[Stored items from a collection]
_____

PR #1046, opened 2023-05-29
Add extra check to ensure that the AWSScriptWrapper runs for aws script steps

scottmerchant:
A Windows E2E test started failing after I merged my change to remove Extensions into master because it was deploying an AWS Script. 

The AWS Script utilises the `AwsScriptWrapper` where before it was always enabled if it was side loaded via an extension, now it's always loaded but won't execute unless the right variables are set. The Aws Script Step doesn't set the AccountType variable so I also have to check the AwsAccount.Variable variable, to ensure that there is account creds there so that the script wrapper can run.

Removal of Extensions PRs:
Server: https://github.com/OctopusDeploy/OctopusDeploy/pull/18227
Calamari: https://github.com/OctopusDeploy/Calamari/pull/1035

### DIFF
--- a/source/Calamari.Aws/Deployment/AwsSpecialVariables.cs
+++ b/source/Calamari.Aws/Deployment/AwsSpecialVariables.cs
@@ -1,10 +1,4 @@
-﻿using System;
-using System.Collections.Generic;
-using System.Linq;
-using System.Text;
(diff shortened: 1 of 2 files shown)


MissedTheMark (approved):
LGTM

_____

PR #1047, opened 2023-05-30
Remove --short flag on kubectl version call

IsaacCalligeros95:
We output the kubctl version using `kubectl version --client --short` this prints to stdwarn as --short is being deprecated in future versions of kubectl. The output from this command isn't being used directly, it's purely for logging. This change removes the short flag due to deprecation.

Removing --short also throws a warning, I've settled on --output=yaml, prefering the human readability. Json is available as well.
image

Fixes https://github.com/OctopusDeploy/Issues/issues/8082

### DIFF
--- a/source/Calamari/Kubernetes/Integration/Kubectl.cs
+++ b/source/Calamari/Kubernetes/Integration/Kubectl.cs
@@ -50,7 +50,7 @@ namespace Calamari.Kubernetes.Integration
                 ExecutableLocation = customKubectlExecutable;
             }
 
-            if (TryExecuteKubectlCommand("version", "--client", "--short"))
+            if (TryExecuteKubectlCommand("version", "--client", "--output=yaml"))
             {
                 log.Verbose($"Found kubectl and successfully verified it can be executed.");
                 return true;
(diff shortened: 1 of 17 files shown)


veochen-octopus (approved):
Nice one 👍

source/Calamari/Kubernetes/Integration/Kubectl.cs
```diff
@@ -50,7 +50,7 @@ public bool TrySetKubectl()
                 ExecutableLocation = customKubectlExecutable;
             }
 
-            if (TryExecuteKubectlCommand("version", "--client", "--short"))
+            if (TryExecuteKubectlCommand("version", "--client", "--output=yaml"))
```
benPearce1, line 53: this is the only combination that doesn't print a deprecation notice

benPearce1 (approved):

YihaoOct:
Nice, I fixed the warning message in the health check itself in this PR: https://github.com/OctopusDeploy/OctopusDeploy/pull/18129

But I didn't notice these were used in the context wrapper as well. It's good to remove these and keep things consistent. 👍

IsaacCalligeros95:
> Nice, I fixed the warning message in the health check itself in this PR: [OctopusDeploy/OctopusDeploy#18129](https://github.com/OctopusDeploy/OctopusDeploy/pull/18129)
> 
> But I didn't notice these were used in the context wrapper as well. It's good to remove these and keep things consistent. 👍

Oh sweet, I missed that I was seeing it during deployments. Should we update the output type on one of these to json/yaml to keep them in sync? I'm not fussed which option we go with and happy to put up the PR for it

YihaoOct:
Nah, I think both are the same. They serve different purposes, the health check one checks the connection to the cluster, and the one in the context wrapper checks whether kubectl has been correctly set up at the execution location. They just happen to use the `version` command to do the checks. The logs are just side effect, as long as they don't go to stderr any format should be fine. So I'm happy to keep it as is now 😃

_____

If a line in the entries includes the word "source", copy that line out.

Written answer.
--- a/source/Calamari.Aws/Deployment/AwsSpecialVariables.cs
+++ b/source/Calamari.Aws/Deployment/AwsSpecialVariables.cs
--- a/source/Calamari/Kubernetes/Integration/Kubectl.cs
+++ b/source/Calamari/Kubernetes/Integration/Kubectl.cs
source/Calamari/Kubernetes/Integration/Kubectl.cs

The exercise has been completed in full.